- WHAT YOU NEED TO DO
For each line in the material below that holds "latest", copy that line.

** Opening DATA IN THIS EXERCISE block **

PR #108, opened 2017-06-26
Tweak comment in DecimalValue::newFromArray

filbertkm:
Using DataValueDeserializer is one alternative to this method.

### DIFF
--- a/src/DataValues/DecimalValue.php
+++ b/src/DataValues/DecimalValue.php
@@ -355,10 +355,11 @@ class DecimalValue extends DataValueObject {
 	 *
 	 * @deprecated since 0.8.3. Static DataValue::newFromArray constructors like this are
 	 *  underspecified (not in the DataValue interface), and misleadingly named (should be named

** Closing DATA IN THIS EXERCISE block **
** Opening DATA IN THIS EXERCISE block **

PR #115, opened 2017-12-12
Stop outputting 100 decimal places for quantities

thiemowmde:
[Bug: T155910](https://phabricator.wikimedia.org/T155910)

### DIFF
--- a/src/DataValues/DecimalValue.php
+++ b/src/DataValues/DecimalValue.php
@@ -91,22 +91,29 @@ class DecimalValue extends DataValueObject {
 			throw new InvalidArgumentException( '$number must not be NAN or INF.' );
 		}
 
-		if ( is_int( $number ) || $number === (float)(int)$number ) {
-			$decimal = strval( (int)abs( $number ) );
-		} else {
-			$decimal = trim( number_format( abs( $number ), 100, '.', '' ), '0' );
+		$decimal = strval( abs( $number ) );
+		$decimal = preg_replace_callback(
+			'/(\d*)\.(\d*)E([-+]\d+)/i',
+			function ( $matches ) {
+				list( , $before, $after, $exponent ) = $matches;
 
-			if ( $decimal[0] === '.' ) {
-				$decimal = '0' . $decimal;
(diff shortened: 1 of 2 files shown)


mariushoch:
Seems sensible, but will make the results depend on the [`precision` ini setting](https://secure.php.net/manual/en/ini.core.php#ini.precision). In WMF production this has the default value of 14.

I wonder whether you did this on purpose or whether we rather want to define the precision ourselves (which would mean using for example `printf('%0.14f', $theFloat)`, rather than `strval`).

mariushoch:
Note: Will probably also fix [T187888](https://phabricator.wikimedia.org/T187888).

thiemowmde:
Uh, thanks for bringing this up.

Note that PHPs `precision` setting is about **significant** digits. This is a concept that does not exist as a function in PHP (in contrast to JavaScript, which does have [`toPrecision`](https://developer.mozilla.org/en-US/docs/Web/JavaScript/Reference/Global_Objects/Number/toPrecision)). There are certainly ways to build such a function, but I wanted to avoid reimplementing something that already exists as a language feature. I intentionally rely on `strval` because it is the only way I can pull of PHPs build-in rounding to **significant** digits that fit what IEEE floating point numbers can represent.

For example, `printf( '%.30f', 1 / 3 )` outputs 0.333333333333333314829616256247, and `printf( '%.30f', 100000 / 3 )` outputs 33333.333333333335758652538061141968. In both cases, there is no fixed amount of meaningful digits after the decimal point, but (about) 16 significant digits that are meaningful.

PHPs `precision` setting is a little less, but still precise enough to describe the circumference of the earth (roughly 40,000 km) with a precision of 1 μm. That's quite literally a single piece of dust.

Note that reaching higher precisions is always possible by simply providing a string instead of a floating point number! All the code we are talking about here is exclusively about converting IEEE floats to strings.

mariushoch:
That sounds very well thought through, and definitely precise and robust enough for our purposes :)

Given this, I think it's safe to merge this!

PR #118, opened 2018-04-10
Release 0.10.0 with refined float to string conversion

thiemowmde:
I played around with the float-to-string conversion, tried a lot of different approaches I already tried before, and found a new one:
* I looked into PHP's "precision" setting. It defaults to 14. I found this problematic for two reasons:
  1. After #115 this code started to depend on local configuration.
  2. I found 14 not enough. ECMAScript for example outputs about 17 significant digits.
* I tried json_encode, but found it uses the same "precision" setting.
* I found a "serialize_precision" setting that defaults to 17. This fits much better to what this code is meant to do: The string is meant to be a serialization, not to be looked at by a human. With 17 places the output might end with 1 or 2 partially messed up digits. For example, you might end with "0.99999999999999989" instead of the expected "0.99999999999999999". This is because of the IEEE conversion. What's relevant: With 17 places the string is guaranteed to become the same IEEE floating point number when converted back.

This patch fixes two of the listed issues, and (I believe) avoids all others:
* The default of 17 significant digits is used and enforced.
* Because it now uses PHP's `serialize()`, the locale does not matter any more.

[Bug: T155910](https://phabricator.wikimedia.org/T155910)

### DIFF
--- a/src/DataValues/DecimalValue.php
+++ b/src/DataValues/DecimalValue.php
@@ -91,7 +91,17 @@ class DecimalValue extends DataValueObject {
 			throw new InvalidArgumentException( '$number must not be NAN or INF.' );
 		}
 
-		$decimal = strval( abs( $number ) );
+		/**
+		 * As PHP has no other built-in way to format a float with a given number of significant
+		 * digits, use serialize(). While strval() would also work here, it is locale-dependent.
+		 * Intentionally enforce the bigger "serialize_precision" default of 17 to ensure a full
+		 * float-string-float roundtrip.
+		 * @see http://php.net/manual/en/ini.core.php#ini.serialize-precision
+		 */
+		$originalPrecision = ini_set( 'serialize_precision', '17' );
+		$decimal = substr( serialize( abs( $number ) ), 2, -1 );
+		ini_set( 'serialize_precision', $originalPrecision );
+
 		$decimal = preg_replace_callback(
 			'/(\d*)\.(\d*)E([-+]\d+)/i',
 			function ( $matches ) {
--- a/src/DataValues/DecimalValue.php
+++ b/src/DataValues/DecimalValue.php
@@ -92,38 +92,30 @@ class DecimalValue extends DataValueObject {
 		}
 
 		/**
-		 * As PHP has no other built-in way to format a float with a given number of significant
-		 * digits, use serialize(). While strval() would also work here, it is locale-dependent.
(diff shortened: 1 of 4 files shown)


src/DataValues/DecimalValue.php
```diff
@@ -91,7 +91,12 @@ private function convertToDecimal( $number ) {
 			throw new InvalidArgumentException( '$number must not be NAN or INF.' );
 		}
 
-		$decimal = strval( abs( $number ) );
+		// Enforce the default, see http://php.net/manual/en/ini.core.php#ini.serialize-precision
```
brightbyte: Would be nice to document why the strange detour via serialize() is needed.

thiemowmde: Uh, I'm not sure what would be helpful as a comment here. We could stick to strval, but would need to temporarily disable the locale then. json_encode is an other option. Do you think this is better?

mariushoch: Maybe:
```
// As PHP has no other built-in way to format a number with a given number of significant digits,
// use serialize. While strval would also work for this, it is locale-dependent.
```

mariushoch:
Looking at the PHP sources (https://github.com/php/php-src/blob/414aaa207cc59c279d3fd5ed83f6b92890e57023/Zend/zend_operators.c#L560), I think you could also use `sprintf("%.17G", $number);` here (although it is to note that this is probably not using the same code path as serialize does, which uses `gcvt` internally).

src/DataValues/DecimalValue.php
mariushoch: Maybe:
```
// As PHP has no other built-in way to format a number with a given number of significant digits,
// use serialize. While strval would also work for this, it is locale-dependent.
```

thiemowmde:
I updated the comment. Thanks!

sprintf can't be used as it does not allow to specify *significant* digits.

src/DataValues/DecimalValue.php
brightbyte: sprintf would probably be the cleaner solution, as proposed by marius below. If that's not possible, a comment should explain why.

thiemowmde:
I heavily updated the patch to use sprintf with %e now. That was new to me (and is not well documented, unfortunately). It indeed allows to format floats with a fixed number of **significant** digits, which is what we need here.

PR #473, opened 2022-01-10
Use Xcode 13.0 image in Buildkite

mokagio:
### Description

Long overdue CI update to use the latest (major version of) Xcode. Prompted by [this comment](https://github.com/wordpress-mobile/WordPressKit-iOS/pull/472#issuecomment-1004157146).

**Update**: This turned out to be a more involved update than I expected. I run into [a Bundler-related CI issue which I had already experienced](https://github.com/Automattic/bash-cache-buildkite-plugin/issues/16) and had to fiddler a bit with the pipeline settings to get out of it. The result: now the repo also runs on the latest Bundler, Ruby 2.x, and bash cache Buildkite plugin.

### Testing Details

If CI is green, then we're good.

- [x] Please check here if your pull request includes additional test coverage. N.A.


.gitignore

** Closing DATA IN THIS EXERCISE block **

- PROBLEM SOLUTION
Long overdue CI update to use the latest (major version of) Xcode. Prompted by [this comment](https://github.com/wordpress-mobile/WordPressKit-iOS/pull/472#issuecomment-1004157146).
**Update**: This turned out to be a more involved update than I expected. I run into [a Bundler-related CI issue which I had already experienced](https://github.com/Automattic/bash-cache-buildkite-plugin/issues/16) and had to fiddler a bit with the pipeline settings to get out of it. The result: now the repo also runs on the latest Bundler, Ruby 2.x, and bash cache Buildkite plugin.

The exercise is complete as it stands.